● **AIM OF THE TASK**:
Copy every record exactly, with nothing left out.

● **SUPPLIED MATERIAL**:
━━━━━━

Issue #13, opened 2023-06-07
🧱(backend) Distributing warren docker images 


lebrunthibault:
## Feature Request

**Is your feature request related to a problem or unsupported use case? Please describe.**
We should think about docker images distribution for warren so that teams can deploy warren without hassle.
We should consider the case of **plugins**. Should we have two separate docker images or just 2 different tags ? or maybe a tag per plugin ?

**Describe the solution you'd like**
The actual Dockerfile defines 2 stages : production with only the core and development that comprises core, plugins and dev dependencies.
We could add a 3rd stage named e.g. 'full' that comprises core and plugins without dev dependencies and users would be able to pull either fundocker/warren:core or fundocker/warren:full.
It's simple.

**Describe alternatives you've considered**
Please add your alternatives in the comments section :)
We could probably build instead two images, let's say fundocker/warren and fundocker/warren-full, as it's done with multiple fundocker images (marsha, funmooc ..). We could still use the same Dockerfile with multiple tag and just push two different images I suppose.

**Discovery, Documentation, Adoption, Migration Strategy**
Users will be able to `docker pull fundocker/warren:core` and `docker pull fundocker/warren:full`

**Do you want to work on it through a Pull Request?**
I could definitely work on this, let's see about that later.

jmaupetit:
Closing this as it has been implemented in #56

PR #14, opened 2023-06-07
Backend remove ci wrong docker hub publication job

lebrunthibault:
## Purpose

Remove ci wrong docker hub publication

The ci was configured to push the app image docker the docker hub under
a wrong name (ralph). I removed these steps and we will add
it back when we decide about which docker images scheme we use
(see https://github.com/openfun/warren/issues/13)

## Proposal

Remove the hub ci job

- [x] remove the hub circle ci job


wilbrdt (approved):
Fine with it!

━━━━━━

● **EXERCISE RESULT**:
Issue #13, opened 2023-06-07
🧱(backend) Distributing warren docker images 


lebrunthibault:
## Feature Request

**Is your feature request related to a problem or unsupported use case? Please describe.**
We should think about docker images distribution for warren so that teams can deploy warren without hassle.
We should consider the case of **plugins**. Should we have two separate docker images or just 2 different tags ? or maybe a tag per plugin ?

**Describe the solution you'd like**
The actual Dockerfile defines 2 stages : production with only the core and development that comprises core, plugins and dev dependencies.
We could add a 3rd stage named e.g. 'full' that comprises core and plugins without dev dependencies and users would be able to pull either fundocker/warren:core or fundocker/warren:full.
It's simple.

**Describe alternatives you've considered**
Please add your alternatives in the comments section :)
We could probably build instead two images, let's say fundocker/warren and fundocker/warren-full, as it's done with multiple fundocker images (marsha, funmooc ..). We could still use the same Dockerfile with multiple tag and just push two different images I suppose.

**Discovery, Documentation, Adoption, Migration Strategy**
Users will be able to `docker pull fundocker/warren:core` and `docker pull fundocker/warren:full`

**Do you want to work on it through a Pull Request?**
I could definitely work on this, let's see about that later.

jmaupetit:
Closing this as it has been implemented in #56

PR #14, opened 2023-06-07
Backend remove ci wrong docker hub publication job

lebrunthibault:
## Purpose

Remove ci wrong docker hub publication

The ci was configured to push the app image docker the docker hub under
a wrong name (ralph). I removed these steps and we will add
it back when we decide about which docker images scheme we use
(see https://github.com/openfun/warren/issues/13)

## Proposal

Remove the hub ci job

- [x] remove the hub circle ci job


wilbrdt (approved):
Fine with it!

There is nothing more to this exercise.